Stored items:
================

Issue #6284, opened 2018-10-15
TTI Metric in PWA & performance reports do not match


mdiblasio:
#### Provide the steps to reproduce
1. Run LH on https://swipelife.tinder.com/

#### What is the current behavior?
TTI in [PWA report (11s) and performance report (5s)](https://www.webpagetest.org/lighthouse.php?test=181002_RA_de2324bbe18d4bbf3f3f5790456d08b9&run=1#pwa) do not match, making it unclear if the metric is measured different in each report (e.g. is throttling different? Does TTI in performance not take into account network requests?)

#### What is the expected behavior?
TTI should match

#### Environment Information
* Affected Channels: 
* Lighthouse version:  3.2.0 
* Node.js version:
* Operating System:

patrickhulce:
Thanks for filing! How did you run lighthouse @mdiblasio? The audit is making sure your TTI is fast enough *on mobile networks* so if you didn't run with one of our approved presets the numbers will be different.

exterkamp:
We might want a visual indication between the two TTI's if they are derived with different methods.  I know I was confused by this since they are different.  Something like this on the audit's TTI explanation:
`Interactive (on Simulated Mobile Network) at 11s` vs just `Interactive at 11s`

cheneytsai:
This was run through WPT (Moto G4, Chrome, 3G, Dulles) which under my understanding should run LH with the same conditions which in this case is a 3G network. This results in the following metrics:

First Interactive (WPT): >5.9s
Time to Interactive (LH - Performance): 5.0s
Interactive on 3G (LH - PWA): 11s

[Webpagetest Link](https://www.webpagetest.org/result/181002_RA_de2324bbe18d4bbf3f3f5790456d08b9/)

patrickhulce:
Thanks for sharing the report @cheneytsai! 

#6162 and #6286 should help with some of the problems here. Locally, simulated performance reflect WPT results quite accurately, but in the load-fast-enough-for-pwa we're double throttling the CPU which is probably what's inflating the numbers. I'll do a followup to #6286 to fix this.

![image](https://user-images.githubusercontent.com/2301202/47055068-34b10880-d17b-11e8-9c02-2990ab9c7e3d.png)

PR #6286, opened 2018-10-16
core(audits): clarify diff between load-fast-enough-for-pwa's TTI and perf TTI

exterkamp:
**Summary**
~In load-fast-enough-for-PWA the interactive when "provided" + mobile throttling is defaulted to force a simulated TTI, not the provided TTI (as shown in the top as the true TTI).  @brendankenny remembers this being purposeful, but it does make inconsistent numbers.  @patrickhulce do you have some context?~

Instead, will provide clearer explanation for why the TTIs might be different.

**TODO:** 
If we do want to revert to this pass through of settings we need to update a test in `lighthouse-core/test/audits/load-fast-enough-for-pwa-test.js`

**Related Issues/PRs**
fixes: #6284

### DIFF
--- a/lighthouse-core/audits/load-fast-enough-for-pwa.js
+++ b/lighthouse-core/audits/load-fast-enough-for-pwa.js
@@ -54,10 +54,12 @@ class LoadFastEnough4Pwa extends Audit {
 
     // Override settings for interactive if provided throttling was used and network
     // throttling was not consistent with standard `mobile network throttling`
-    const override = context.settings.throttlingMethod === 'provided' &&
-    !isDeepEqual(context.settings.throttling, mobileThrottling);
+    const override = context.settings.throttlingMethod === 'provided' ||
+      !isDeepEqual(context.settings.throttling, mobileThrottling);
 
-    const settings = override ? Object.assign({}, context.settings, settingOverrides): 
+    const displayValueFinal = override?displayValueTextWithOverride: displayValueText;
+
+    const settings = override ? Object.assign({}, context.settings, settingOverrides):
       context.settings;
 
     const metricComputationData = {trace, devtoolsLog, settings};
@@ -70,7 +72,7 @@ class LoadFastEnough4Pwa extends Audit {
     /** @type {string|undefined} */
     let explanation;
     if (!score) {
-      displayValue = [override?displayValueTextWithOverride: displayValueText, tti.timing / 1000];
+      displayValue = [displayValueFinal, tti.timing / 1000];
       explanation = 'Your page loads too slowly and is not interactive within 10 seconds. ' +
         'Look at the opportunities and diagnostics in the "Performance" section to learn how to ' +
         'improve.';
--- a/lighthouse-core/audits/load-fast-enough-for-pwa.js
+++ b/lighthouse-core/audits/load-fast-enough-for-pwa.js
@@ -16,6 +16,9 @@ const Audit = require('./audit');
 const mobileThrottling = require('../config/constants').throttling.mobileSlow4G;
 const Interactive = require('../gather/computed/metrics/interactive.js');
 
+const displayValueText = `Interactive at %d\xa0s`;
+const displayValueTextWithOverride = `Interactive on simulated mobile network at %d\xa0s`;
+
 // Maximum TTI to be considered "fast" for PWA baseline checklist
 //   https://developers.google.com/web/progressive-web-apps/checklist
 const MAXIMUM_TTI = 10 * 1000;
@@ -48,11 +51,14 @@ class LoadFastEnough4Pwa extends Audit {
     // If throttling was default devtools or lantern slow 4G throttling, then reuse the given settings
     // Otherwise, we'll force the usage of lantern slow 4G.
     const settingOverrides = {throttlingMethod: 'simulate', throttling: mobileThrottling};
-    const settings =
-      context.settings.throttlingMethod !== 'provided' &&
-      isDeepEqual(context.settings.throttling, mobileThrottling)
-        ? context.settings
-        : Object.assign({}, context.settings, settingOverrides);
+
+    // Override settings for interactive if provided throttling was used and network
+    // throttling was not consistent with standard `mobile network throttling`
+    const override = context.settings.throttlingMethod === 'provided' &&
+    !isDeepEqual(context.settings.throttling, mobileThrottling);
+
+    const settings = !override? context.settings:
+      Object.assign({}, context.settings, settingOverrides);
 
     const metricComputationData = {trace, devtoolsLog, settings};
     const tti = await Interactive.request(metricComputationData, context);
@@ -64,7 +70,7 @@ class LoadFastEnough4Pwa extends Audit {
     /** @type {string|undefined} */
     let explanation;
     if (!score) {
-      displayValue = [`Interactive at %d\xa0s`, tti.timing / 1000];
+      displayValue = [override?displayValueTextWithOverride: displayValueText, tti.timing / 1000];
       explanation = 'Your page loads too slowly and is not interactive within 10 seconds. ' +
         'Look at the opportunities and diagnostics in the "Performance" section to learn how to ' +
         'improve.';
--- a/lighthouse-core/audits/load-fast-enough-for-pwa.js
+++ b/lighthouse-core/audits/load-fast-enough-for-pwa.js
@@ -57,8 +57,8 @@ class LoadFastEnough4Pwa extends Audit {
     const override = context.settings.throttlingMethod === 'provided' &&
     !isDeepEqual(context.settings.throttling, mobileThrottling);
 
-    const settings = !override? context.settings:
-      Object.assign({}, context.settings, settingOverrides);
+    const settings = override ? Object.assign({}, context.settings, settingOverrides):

================

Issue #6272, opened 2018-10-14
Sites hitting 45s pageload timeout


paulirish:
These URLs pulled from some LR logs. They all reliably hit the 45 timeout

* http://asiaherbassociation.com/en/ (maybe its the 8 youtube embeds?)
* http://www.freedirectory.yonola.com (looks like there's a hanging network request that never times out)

================

_EXERCISE:_
From the entries above, extract only the lines running from the one containing "Thanks for sharing the report @cheneytsai!" through the one containing "PR #6286, opened 2018-10-16", inclusive.

_WRITTEN REPLY:_
Thanks for sharing the report @cheneytsai! 

#6162 and #6286 should help with some of the problems here. Locally, simulated performance reflect WPT results quite accurately, but in the load-fast-enough-for-pwa we're double throttling the CPU which is probably what's inflating the numbers. I'll do a followup to #6286 to fix this.

![image](https://user-images.githubusercontent.com/2301202/47055068-34b10880-d17b-11e8-9c02-2990ab9c7e3d.png)

PR #6286, opened 2018-10-16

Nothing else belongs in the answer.